__Exercise goal__
From the first line to the last, print the data exactly as it appears.

__Data block__
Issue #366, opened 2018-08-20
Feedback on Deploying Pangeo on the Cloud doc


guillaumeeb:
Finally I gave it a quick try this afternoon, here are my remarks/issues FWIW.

__Result below__
Issue #366, opened 2018-08-20
Feedback on Deploying Pangeo on the Cloud doc


guillaumeeb:
Finally I gave it a quick try this afternoon, here are my remarks/issues FWIW.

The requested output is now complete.